Pull every line holding the string "functino" from the records below.

◆ Data ◆
= = = = = = =

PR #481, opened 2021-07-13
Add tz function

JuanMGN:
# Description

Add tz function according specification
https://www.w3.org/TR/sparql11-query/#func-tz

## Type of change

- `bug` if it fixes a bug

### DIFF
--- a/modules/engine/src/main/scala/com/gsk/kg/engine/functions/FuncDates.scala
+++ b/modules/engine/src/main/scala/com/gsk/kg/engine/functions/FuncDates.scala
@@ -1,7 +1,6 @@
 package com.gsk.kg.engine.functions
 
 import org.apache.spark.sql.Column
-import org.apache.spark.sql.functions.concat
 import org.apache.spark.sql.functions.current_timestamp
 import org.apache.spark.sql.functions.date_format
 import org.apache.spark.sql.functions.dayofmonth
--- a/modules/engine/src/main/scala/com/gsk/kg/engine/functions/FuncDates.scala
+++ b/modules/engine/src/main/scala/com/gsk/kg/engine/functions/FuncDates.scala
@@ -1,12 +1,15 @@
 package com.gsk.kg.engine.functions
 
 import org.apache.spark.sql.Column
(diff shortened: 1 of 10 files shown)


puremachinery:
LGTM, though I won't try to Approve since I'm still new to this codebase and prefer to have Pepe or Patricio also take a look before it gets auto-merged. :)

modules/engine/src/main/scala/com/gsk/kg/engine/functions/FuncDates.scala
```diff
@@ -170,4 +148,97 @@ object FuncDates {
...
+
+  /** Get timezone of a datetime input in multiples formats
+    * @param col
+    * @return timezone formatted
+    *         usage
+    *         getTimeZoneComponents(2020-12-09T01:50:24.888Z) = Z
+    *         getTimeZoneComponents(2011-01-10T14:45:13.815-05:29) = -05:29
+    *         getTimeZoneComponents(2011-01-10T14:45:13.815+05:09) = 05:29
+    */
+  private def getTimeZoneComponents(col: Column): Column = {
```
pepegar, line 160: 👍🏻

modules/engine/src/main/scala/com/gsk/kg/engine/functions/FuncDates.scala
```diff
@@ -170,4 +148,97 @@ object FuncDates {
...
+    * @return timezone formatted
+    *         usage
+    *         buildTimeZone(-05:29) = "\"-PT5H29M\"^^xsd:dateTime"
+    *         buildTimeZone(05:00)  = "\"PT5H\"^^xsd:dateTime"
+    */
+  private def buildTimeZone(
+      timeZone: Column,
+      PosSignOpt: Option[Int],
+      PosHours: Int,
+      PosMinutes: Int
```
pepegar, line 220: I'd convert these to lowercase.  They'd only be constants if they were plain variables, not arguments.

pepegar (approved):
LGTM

= = = = = = =

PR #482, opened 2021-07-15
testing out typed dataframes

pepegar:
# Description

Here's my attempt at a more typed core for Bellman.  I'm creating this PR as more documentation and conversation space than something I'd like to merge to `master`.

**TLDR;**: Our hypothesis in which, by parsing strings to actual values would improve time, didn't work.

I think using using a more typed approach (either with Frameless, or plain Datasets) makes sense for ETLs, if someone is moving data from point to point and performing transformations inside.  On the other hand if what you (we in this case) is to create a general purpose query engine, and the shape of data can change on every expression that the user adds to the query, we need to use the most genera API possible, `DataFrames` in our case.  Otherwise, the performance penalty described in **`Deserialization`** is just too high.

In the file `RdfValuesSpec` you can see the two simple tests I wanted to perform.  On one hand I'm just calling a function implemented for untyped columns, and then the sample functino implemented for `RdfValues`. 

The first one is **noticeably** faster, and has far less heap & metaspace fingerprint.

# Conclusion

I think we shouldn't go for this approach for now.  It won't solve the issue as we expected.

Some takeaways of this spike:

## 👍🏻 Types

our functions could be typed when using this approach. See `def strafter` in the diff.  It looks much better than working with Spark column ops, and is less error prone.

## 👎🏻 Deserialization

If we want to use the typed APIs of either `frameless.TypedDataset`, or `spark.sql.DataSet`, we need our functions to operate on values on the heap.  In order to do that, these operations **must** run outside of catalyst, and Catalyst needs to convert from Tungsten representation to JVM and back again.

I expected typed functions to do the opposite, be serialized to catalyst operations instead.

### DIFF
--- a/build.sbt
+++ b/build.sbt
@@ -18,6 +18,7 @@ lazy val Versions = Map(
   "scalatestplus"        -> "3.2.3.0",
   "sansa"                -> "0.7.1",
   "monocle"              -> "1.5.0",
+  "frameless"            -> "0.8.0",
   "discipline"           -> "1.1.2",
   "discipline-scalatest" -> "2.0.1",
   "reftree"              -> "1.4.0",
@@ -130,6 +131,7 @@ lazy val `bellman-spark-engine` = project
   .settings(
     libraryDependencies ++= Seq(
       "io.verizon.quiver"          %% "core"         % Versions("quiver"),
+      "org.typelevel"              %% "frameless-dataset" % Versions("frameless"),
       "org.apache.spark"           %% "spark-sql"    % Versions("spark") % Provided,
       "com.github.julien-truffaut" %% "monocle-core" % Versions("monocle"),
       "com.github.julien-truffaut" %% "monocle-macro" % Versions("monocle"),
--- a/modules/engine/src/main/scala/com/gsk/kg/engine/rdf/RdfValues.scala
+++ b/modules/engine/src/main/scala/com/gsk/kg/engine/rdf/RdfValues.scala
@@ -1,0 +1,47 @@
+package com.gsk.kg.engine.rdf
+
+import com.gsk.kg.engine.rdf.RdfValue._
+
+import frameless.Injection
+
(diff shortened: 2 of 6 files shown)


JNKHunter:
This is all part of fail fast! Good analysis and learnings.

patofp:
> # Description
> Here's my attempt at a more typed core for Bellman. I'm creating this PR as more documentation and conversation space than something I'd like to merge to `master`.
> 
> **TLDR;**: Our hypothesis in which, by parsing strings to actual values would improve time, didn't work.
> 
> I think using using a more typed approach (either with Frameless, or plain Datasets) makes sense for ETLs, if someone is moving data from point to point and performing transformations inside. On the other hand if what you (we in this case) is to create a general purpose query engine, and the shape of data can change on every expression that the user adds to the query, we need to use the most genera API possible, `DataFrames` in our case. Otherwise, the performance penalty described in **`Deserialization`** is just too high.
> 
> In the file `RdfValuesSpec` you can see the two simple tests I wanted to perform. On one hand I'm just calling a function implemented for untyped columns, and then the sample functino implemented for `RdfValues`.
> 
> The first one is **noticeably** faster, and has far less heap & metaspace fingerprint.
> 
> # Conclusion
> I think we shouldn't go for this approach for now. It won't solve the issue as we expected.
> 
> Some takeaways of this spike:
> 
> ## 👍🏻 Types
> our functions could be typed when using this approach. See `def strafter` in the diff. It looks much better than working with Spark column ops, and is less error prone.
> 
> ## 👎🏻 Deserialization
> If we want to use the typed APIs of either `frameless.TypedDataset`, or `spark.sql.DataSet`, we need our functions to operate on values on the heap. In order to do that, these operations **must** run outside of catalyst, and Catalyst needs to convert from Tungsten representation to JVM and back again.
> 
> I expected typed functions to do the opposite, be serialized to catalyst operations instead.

= = = = = = =

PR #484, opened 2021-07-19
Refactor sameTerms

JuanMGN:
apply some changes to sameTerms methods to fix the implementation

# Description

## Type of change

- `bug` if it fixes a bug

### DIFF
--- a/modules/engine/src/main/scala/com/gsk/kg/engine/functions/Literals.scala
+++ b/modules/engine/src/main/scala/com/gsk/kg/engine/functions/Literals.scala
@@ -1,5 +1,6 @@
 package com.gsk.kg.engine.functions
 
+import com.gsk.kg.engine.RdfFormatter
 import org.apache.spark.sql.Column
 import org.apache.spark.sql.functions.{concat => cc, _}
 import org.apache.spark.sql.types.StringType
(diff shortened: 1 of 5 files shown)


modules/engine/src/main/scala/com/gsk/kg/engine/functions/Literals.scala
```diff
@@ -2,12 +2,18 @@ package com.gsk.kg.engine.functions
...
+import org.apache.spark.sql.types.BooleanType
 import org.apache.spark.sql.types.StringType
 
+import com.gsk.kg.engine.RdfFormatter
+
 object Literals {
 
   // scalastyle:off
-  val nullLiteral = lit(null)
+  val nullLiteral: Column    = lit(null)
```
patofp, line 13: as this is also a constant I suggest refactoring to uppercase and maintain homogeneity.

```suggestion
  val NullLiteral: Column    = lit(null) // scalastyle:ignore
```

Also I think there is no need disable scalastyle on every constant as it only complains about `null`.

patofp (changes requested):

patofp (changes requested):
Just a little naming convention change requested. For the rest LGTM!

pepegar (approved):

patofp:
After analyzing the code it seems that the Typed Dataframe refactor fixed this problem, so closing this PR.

= = = = = = =

◆ Problem solution ◆
In the file `RdfValuesSpec` you can see the two simple tests I wanted to perform.  On one hand I'm just calling a function implemented for untyped columns, and then the sample functino implemented for `RdfValues`. 
> In the file `RdfValuesSpec` you can see the two simple tests I wanted to perform. On one hand I'm just calling a function implemented for untyped columns, and then the sample functino implemented for `RdfValues`.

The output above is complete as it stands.